When Russia launched its full-scale invasion of Ukraine in February 2022, the world's attention went immediately to tanks, missiles, and aircraft. But within weeks, a different crisis emerged — one that military planners had warned about for years and that politicians in comfortable Western capitals had ignored. NATO ran out of artillery ammunition. Not hypothetically, not on paper — literally, practically, at the rate Ukrainian forces were consuming 155mm shells in combat, the combined industrial output of the entire Western alliance could not keep pace. The United States, the United Kingdom, Germany, France, and Poland together were producing fewer shells per month than Ukraine was firing per day.

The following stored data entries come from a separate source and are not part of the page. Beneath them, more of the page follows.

PR #214, opened 2017-01-09
Display None values as 'None' in the variable viewer

Wilfred:
Previously they were 'NoneType', but this is a safe value to display.


inducer:
Thanks for your contribution!

Issue #221, opened 2017-02-03
Provide an interface consistent with pdb so that pudb can be used by pytest


anntzer:
pytest provides the switch `--pdb` in order to enter a debugger whenever a test fails.  In https://github.com/pytest-dev/pytest/pull/1712 I added the `--pdbcls` flag to pytest so that one can specify an arbitrary `Pdb` subclass; e.g. one can call `py.test --pdbcls=IPython.core.debugger:Pdb --pdb` to use the ipython debugger instead.

Unfortunately it is currently not possible to pass in pudb (`py.test --pdbcls=pudb.debugger:Debugger --pdb`) because the `Debugger.interaction` method has a completely different signature than `Pdb.interaction` (which is the entry point used), leading to a crash of pytest.  Specifically, the signatures are
```
pdb.Pdb.interaction(self, frame, traceback)
```
and
```
pudb.debugger.Debugger.interaction(self, frame, exc_tuple=None, show_exc_dialog=True)
```

Would it be possible to modify the signature of `Debugger.interaction` so that the second argument becomes, say, `exc_tuple_or_traceback` (to maintain backcompatibility and also be compatible with pytest)?

asmeurer:
It sounds good to me. Have you tested it to see if there are any other compatibility issues that pop up?

anntzer:
Well, I haven't implemented anything and am not so familiar with pudb's internals so I can't tell.

inducer:
Likewise, sounds good to me. Try it out and send a PR if it turns out to work.

PR #224, opened 2017-02-20
Make Debugger.interaction match the signature of Pdb.interaction.

anntzer:
This allows pudb to be used as debugger for pytest>=3.0, e.g.

```
$ cat test_foo.py
def test_1():
    assert False
$ pytest --pdbcls pudb.debugger:Debugger --pdb --capture=no
```
(starts pudb at the failed assertion site).

Note the need to pass `--capture=no` (or its synonym `-s`) as otherwise
pytest tries to manage the standard streams itself.

Backwards compatibility is preserved.

See #221.

### DIFF
--- a/pudb/debugger.py
+++ b/pudb/debugger.py
@@ -4,8 +4,10 @@
 from __future__ import absolute_import, division, print_function
 import urwid
 import bdb
-import sys
+import gc
 import os
+import sys
+from types import TracebackType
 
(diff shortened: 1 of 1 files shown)


inducer:
Thanks!

inducer:
I'll add a line to the README to make sure people know about how to run pytest.

PR #227, opened 2017-03-14
fix bug compile failed in Python 2.X

hehaha:
Toggling breakpoint and Running to cursor will be failed if there is "print 'xxx'" in the code. Because the print_function mock the 'print' in the code. When you call at the get_executable_lines_for_file function and compile the file, it will generate a syntax error.

### DIFF
--- a/pudb/lowlevel.py
+++ b/pudb/lowlevel.py
@@ -1,4 +1,4 @@
-from __future__ import absolute_import, division, print_function
+from __future__ import absolute_import, division
 from pudb.py3compat import PY3
 
 


inducer:
Thx!

asmeurer:
It would be better to set the `flags` argument to `compile`. The `__future__` import could easily be added back in accidentally.

hehaha:
It's indeed a better solution! I pulled another [request](https://github.com/inducer/pudb/pull/228) to fix it. I didn't understand the flags argument, but I read the document and found if I set the dont_inherit to a non-zero integer and the compile function would ignore the  future statements. So this is what I did.

PR #235, opened 2017-04-03
Add set_continue() function to __init__.py

### LINKED ISSUE #234: Allow starting without pause
I want to make PuDB available in my script, but when I do `pudb.set_trace()`, I don't want it to stop there. I want it to stop only on breakpoints that I've already set (Saved in that config file.)

I'm not seeing a way to do that with PuDB, if there is maybe it should be in the readme.

asmeurer:
This lets you start the debugger and immediately continue, i.e., it only stops
on a previously defined breakpoint.

Fixes #234.

Let me know if you would prefer a better name, or just a flag to set_trace().

### DIFF
--- a/README.rst
+++ b/README.rst
@@ -118,24 +118,25 @@ PuDB also has a `mailing list <http://lists.tiker.net/listinfo/pudb>`_ that
 you may use to submit patches and requests for help.  You can also send a pull
 request to the `GitHub repository <https://github.com/inducer/pudb>`_
 
-Attaching to Running Code
--------------------------
+Starting the debugger without breaking
+--------------------------------------
 
-An alternative to using ``set_trace`` is to use::
+To start the debugger without actually pausing use::
 
-    from pudb import activate_and_continue; activate_and_continue()
+    from pudb import set_trace; set_trace(paused=False)
 
 at the top of your code.  This will start the debugger without breaking, and
-run it until a predefined breakpoint is hit.
+run it until a predefined breakpoint is hit. You can also press ``b`` on a
+``set_trace`` call inside the debugger, and it will prevent it from stopping
+there.
 
 Interrupt Handlers
 ------------------
 
-Both ``set_trace`` and ``activate_and_continue`` set ``SIGINT`` (i.e.,
-``Ctrl-c``) to run ``set_trace``, so that typing ``Ctrl-c`` while your code is
-running will break the code and start debugging. See the docstring of
-``set_interrupt_handler`` for more information. Note that this only works in
-the main thread.
+``set_trace`` sets ``SIGINT`` (i.e., ``Ctrl-c``) to run ``set_trace``, so that
+typing ``Ctrl-c`` while your code is running will break the code and start
+debugging. See the docstring of ``set_interrupt_handler`` for more
+information. Note that this only works in the main thread.
 
 Programming PuDB
 ----------------
--- a/README.rst
+++ b/README.rst
@@ -123,12 +123,19 @@ Attaching to Running Code
 
 An alternative to using ``set_trace`` is to use::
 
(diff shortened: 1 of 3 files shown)


inducer:
`pudb.activate_and_continue()` and perhaps `pu.cont`?

inducer:
Also needs a shout-out in the README.

inducer:
Lastly, thanks for working on this!

asmeurer:
How about replacing the `set_interrupt_handler` bit in the README with this, since it also sets the handler?

asmeurer:
Still not thinking `activate_and_continue` is the best name. Think maybe it should just be a keyword argument to set_trace. I'll let you decide, though.

inducer:
> Still not thinking activate_and_continue is the best name.

Got a better one?

>Think maybe it should just be a keyword argument to set_trace.

`set_trace` evokes breakpoint to me, just because that's it's traditional use in `pdb`. Not sure I like this much.

cool-RR:
I'm okay with whatever name you choose, or a keyword argument to `set_trace`. As long as it works ;)

If you'd ask me what the best naming is... I would say that `set_trace` is a stupid name to begin with. Yes, I get it, it's named that way because debuggers use `sys.settrace`. But who cares. Users shouldn't be concerned with how your program is implemented, they care about what it can do for them. So any attempt to make naming intuitive would start from providing an alias to `set_trace`, maybe something like `start_debugger`, and then putting keyword arguments on that like `stop_at_start=True` would be the best thing. 

Of course, this is would be a big change and that's just my opinion :) So I completely accepted the fact that it's not likely to ever happen.

inducer:
`pudb.start(continue=False)`?

cool-RR:
I'm okay with the start name. The continue name is both unclear and illegal
:)

Sent from my phone.

On Apr 3, 2017 18:47, "Andreas Klöckner" <notifications@github.com> wrote:

pudb.start(continue=False)?

—
You are receiving this because you commented.
Reply to this email directly, view it on GitHub
<https://github.com/inducer/pudb/pull/235#issuecomment-291184291>, or mute
the thread

jeffwidman:
Thanks for documenting this clearly, I appreciate it.

inducer:
`start(interactive=True)`?

cool-RR:
Definitely not. It's misleading.

start_paused sounds best to me. Can be start_stopped or pause_on_start or
paused. Just my opinion though.

inducer:
Gpod names are hard. I appreciate the feedback!

inducer:
`start(paused=True)`?

`start(keep_going=False)`?

cool-RR:
`start(paused=True)` is great.

inducer:
OK, looks like we've got a winner. @asmeurer, do you agree?

asmeurer:
Sounds fine to me. `start` is an alias for `set_trace` I take it.

cool-RR:
@asmeurer Thank you very much for implementing this so quickly!

Are you going to make a release for these features?

asmeurer:
OK, take a look. Making it a keyword argument simplifies the code quite a bit. Although when testing it I admit `paused=False` confused me more than once because it's negated (False). I really wish it could be `continue=True` (`_continue=True`?). `stop=False` is another suggestion. 

I also noticed another, mostly harmless, bug where if you save a breakpoint on a set_trace() line, you have to disable it twice to disable it, once for the saved breakpoint and once for the magic breakpoint (this would show up if you pressed 'b' on a set_trace(paused=False) to make it start breaking there, and then later removed the pause from the call and wanted to unbreakpoint it interactively).

asmeurer:
@inducer handles the releases, but he usually does so once pull requests are merged.

inducer:
`pu.cont` should probably be renamed, too. `pu.go`?

inducer:
Thx!

PR #236, opened 2017-04-04
Don't use SetPropagatingDict in the built in console

### LINKED ISSUE #166: Ctrl-x not function to leave console
When attempting to make local calls in the console, pressing ctrl-x merely prints `^x` rather than leaving the console. At this point, the only way out is to kill pudb. An interesting behavior is that this only happens after issuing a command in the console; ctrl-x works fine until then. 

Details: 
pudb version: 2015.4.1
installed with pip
running in osx 10.11.2 in iTerm2, Terminal, and Neovim's terminal mode

asmeurer:
Passing a dict subclass to eval is not supported in Python 2. This was causing
weird issues where the C-x would break the UI (I am not clear exactly how it
caused those issues).

The point of SetPropagatingDict is to combine globals and locals into a single
dictionary for things like code.InteractiveConsole and rlcompleter.Completer,
which take a single dictionary, but to allow changes to propagate, so that
assignments in the shell can modify global names. However, this is completely
unnecessary for the built in shell, as we call eval() ourselves, so we can
just pass the exact globals and locals dicts separately.

This fixes #166.

### DIFF
--- a/pudb/debugger.py
+++ b/pudb/debugger.py
@@ -1554,8 +1554,10 @@ class DebuggerUI(FrameVarInfoKeeper):
             sys.stdin = None
             sys.stderr = sys.stdout = StringIO()
             try:
+                # Don't use cmdline_get_namespace() here, it breaks things in
+                # Python 2 (issue #166).
                 eval(compile(cmd, "<pudb command line>", 'single'),
-                        cmdline_get_namespace())
+                        self.debugger.curframe.f_globals, self.debugger.curframe.f_locals)
             except:
                 tp, val, tb = sys.exc_info()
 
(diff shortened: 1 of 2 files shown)


asmeurer:
I'll also add some comments on SetPropagatingDict so that we can know what it is for in the future.

inducer:
> I'll also add some comments on SetPropagatingDict so that we can know what it is for in the future.

Awesome, thx!

asmeurer:
Another point of confusion. The usage everywhere is `SetPropagatingDict([locals, globals], locals)`, meaning assignments are supposed to go to `locals`. But assigning to `locals` doesn't work. The only reason it works is that at the module level, `locals() is globals()`. I suppose this is the desired behavior, though, assignments in the shell should work if and only if we are at the module level. It definitely needs some clarification in the code, however.

inducer:
Thx!

Issue #115, opened 2014-04-21
has trouble tracing importlib._bootstrap in python3.3


bukzor:
I'm doing an experiment with sys.path_hooks, and pudb is having trouble tracing through it.

pudb seems to fail to find the source for `/usr/lib/python3.3/importlib/_bootstrap.py`, which results in the variables windowlet being smashed to the left.

To reproduce:

``` sh
$ PYTHONPATH=dummypath python3.3 foo.py
```

`foo.py`:

``` python
from __future__ import print_function


class NoPathHook(object):
    def __init__(self, syspath):
        if syspath.endswith('/dummypath'):
            pass
        else:
            raise ImportError

    @staticmethod
    def find_module(module):
        if module == 'example_thingy_doesnt_exist':
            import pudb.b


def register():
    import sys
    sys.path_hooks.insert(0, NoPathHook)
    sys.path_importer_cache.clear()


def main():
    register()
    try:
        import example_thingy_doesnt_exist
    except ImportError as error:
        if error.name == 'example_thingy_doesnt_exist':
            pass
        else:
            raise

    print('DONE')

if __name__ == '__main__':
    exit(main())
```

wronglink:
Seems to be fixed at #240

PR #240, opened 2017-04-05
Add info about linecache to the NullSourceCodeProvider message

### LINKED ISSUE #238: Source code not found should recommend adding lines to linecache
If the source code is not found, it says 

```
If this is generated code and you would like the source code to show up here,
simply set the attribute _MODULE_SOURCE_CODE in the module in which this function
was compiled to a string containing the code.
```

I think it should also recommend adding the lines to `linecache`, which is doable even if you don't control the module, and will add support for other things as well (like the `traceback` module and `inspect.getsource`).

asmeurer:
Fixes #238.


inducer:
Thx!

wronglink:
Seems to me it also fixed #115

Issue #242, opened 2017-04-05
Increase the code coverage and PEPs standards


discort:
**Problem**
There are no tests so developers can't make pull requests without breaking the code. The issue probably related with #40 
Also, need to standardize the code as much as possible.
At the moment these PEPs are ignored: `E126,E127,E128,E123,E226,E241,E242,E265,W503,E402`

**Solution**
1. Increase the code coverage as much as possible.
2. Integrate with CI, (i.e. CircleCI, TravisCI). Add a test runner for the each pull request.
3. Step by step make a code refactoring and standardize simultaneously, later add linter for PRs.

asmeurer:
I'm not too concerned with PEP 8 things. Most of the rules you cited are things I don't completely agree with, and definitely don't think should be enforced with tests. [Many](https://pycodestyle.readthedocs.io/en/latest/intro.html#error-codes) are so controversial that they aren't even enabled by default in pycodestyle (previously called pep8). 

I do agree that we need tests (it's mostly an issue of figuring out how, see https://github.com/inducer/pudb/issues/40). Running pyflakes could be helpful too (unlike pycodestyle, pyflakes only flags logical errors, not style errors). It would need to be configured to ignore Python 3 compatibility stuff and some other false positives.

discort:
The main issue is testing not PEP8 things (PEP 8 just helps different people to use the similar code style).

> I do agree that we need tests (it's mostly an issue of figuring out how, see #40).
Start from a testing of single functions and increase the code coverage, then do more complicated stuff

PR #243, opened 2017-04-05
Added a base tests for settings

discort:
#242 
Execute `pip install -r requirements.dev.txt`

To run tests with a coverage:
`py.test --cov=pudb tests`

Tested with python3.5 and 2.7


asmeurer:
I didn't even realize that we already had some tests. We should enable Travis or Circle (I have no preference), so that we can at least see that they are working.

inducer:
FWIW, I already have CI running on my internal gitlab: https://gitlab.tiker.net/inducer/pudb

inducer:
(But I'm not against switching to Travis/Circle.) Config is in `.gitlab-ci.yml`.

discort:
What about to add the information to a docs
1. How to setup a development environment
2. How to run tests locally

inducer:
Added both of you to the Gitlab project. You should have received email--check your spam folders.

inducer:
@discort It'd be fantastic if you could move this pull request there to have the CI run on it.

discort:
I have no idea how to use GitLab. I pushed my branch there but I suppose I did it wrong

inducer:
You're totally fine. Created a merge request for you: https://gitlab.tiker.net/inducer/pudb/merge_requests/1

asmeurer:
Is it possible to have GitLab run the tests on pull requests automatically, and update the GitHub status?

asmeurer:
I see, so it's already running flake8, with those given things ignored. So you just need to add ignore flags for the unused imports in the compat file.

asmeurer:
Also, flake8 ought to be run in each Python build, not as a separate build. That way, it can catch Python 2/3 incompatibilities (e.g., if you use `unicode` in Python 2 without importing it from compat, flake8 will fail if run in Python 3 but not in Python 2).

inducer:
> Also, flake8 ought to be run in each Python build, not as a separate build.

It'll stay a  separate build, but if you'd like to run it for 2 and 3, feel free to hack this: https://gitlab.tiker.net/inducer/ci-support/

PR #245, opened 2017-04-06
Added TravisCI and codecov.io support

discort:
1. Register at https://travis-ci.org and here https://codecov.io
2. Syncronize `pudb` repo.
3. In the TravisCI setting set environment variable `COVERAGE` with a value from of the upload token from codecov.io (see pudb settings at codecov.io)
4. The badges badges will be added to readme.rst

An example: https://github.com/discort/pudb

### DIFF
--- a/.coveragerc
+++ b/.coveragerc
@@ -1,0 +1,25 @@
+[run]
+branch = True
+
+[report]
+# Regexes for lines to exclude from consideration
+exclude_lines =
+    # Have to re-enable the standard pragma
+    pragma: no cover
+
+    # Don't complain about missing debug-only code:
+    def __repr__
+    if self\.debug
+
+    # Don't complain if tests don't hit defensive assertion code:
+    raise AssertionError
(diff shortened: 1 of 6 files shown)


inducer:
Thx!

discort:
@inducer 
Need to add `__init__.py` to a `test` folder

inducer:
FYI: Passes now. Thanks for setting this up.

inducer:
Coverage isn't working. I've added `CODECOV_TOKEN` with the correct value to the Travis env vars, but... nothing.

inducer:
Maybe the upload script is looking in the wrong spot--could you take a look?

discort:
@inducer 
You added `CODECOV_TOKEN` env variable but script uses `COVERAGE` https://github.com/inducer/pudb/blob/master/upload_coverage.sh#L3

These names should be the same

inducer:
Fixed, as of a while ago. Thanks for your help.

PR #247, opened 2017-04-11
Miscellaneous code cleanups

wronglink:
Hi. I'd like to propose and discuss some miscellaneous codestyle changes, that I think improve code readability and ease other contributors to work with. I've split up changes into commits, to be able to apply them separately. So I don't mind to update PR if some of changes are not approved.

### DIFF
--- a/pudb/debugger.py
+++ b/pudb/debugger.py
@@ -541,10 +541,7 @@ class FileSourceCodeProvider(SourceCodeProvider):
         self.file_name = debugger.canonic(file_name)
 
     def __eq__(self, other):
-        return (
-                type(self) == type(other)
-                and
-                self.file_name == other.file_name)
+        return type(self) == type(other) and self.file_name == other.file_name
 
     def identifier(self):
         return self.file_name
--- a/pudb/debugger.py
+++ b/pudb/debugger.py
@@ -7,6 +7,7 @@ import bdb
 import gc
 import os
 import sys
+from functools import partial
 from types import TracebackType
 
 from pudb.settings import load_config, save_config
@@ -19,18 +20,6 @@ if PY3:
 else:
     _next = "next"
 
-try:
-    from functools import partial
-except ImportError:
-    def partial(func, *args, **keywords):
-        def newfunc(*fargs, **fkeywords):
-            newkeywords = keywords.copy()
-            newkeywords.update(fkeywords)
-            return func(*(args + fargs), **newkeywords)
-        newfunc.func = func
-        newfunc.args = args
-        newfunc.keywords = keywords
-        return newfunc
 
 HELP_TEXT = """\
 Welcome to PuDB, the Python Urwid debugger.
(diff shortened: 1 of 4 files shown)


asmeurer:
Looks fine to me. I believe everything you added is supported by Python 2.6, which would be my main concern.

discort:
Ideally, you should cover your code by tests. I created a PR how to start that
https://github.com/wronglink/pudb/pull/1

@wronglink

wronglink:
@discort thanks for idea. I'll provide tests for this PR.

@asmeurer I tried to use only 2-3 portable technics, but with tests we would have less doubts about it.

wronglink:
Added more tests. Think I'm done with it.

test/test_lowlevel.py
```diff
@@ -0,0 +1,31 @@
+# -*- coding: utf-8 -*-
+from pudb.lowlevel import detect_encoding, decode_lines
+from pudb.py3compat import PY3
+
+
+def test_detect_encoding_nocookie():
+    lines = ['Test Проверка']
```
wronglink: Not sure, but I don't think so. On py3 they would be unicodes, on py2 strings. As I can see, `detect_encoding` works with native string format (unicode for 3, str for 2). So it would when receive unicode lines on 2 and bytes on 3.

asmeurer: It's been awhile since I've dealt with this stuff so I can't remember if it is needed. The `u` does nothing in Python 3, so it would only be a question of the Python 2 behavior. I had thought that strings without `u` in Python 2 with non-ASCII characters are undefined, but perhaps the coding line at the top of this file fixes that. I'm also not clear, but if this is the specific thing that this function is testing, then this is fine.

wronglink: For now I think it's quite OK to cover more code with tests to kind of freeze current codebase stage.

wronglink:
@inducer I think you review is needed here.

pudb/debugger.py
```diff
@@ -612,12 +584,11 @@ def __init__(self, func_name, code):
...
-                type(self) == type(other)
-                and
-                self.function_name == other.function_name
-                and
-                self.code is other.code)
+        return all([
+            type(self) == type(other),
+            self.function_name == other.function_name,
+            self.code is other.code,
+        ])
```
inducer: This is weird to me. It incurs an extra function call penalty *and* it's less readable (to me).

pudb/debugger.py
```diff
@@ -1875,20 +1832,20 @@ def help(w, size, key):
...
-                and CursesScreen is not None):
+        want_curses_display = any([
+            CONFIG["display"] == "curses",
+            all([
+                CONFIG["display"] == "auto",
+                not any([
+                    os.environ.get("TERM", "").startswith("xterm"),
+                    os.environ.get("TERM", "").startswith("rxvt")
+                ])
+            ])
```
inducer: Same.

pudb/debugger.py
wronglink: OK. I've reverted these kind of cleanups.

inducer:
Thanks!

PR #249, opened 2017-04-13
Add support for custom shells

asmeurer:
This add support for custom shells, similar to custom stringifiers. 

A custom shell can be defined by creating a file with a function `pudb_shell(_globals, _locals, first_time)` at the module level, and setting it in the settings.

The `first_time` setting is there to match the existing shells, but it seems useless (a function can easily tell if it has already been called), so it should perhaps be removed.

I also added some documentation for shells in general.

### DIFF
--- a/example-shell.py
+++ b/example-shell.py
@@ -46,3 +46,4 @@ def pudb_shell(_globals, _locals):
     from code import InteractiveConsole
     cons = InteractiveConsole(ns)
     cons.interact("Press Ctrl-D to return to the debugger")
+    # When the function returns, control will be returned to the debugger.
--- a/example-shell.py
+++ b/example-shell.py
@@ -4,7 +4,7 @@ shell used when pressing the ! key in the debugger (it does not affect the
 Ctrl-x shell that is built into PuDB).
 
 To create a custom shell, create a file like this one with a function called
-pudb_shell(_globals, _locals, first_time) defined at the module level. Note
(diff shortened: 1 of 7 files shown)


example-shell.py
```diff
@@ -0,0 +1,55 @@
...
+
+The example in this file
+
+"""
+
+# Define this a function with this name and signature at the module level.
+def pudb_shell(_globals, _locals, first_time):
+    """
+    This example shell runs a classic Python shell. It is based on
+    run_classic_shell in pudb.shell.
```
asmeurer: Let me know if you can think of a better example.

asmeurer:
I think I got `locals` and `globals` backwards in a few places (apparently PuDB uses the reverse convention as `exec`). There's no issue with breaking the API of functions in shell.py, right?

asmeurer:
Well I went ahead and change the API. This is ready for review.

inducer:
LGTM, but has picked up some conflicts. Out of curiosity, what's the use case? How many more shells are there that we don't yet cover...?

asmeurer:
The use case is that I wrote my [own shell](https://github.com/asmeurer/mypython). However, I have no plans to distribute it widely. 

That's probably a rare situation, but I suppose this could also be used to customise the shell used by PuDB (e.g., IPython with some custom settings). Or maybe someone would want something crazy like opening the notebook.

inducer:
LGTM, thx!

PR #336, opened 2023-12-15
fix: check fee asset lp exists

marshacb:
* adds a check to ensure that a provided `paysWithFeeOrigin` multilocation has an existing liquidity pool


TarikGul (approved):
LGTM, really nice job. 

2 nits:

1. Docs will have to be updated since the `BaseErrorEnum` now has the new error.

2. I think the conventional commit can be changed to `fix: ...` instead of `test: ...`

The lesson absorbed by every serious defence ministry in 2022 and reinforced every year since is stark: a platform without ammunition is a very expensive piece of metal. Poland's 250 K2 Black Panther main battle tanks are useless if their ammunition stocks run out in a fortnight. Its KRAB howitzers — now famous from Ukraine, where they have been used to devastating effect — require a continuous supply of 155mm shells that nobody in Europe can currently produce fast enough. The $14.18 billion HSW contract for Borsuk infantry fighting vehicles, the F-35A fighters, the Apache attack helicopters — every one of these is a liability, not an asset, without the ammunition ecosystem that sustains them.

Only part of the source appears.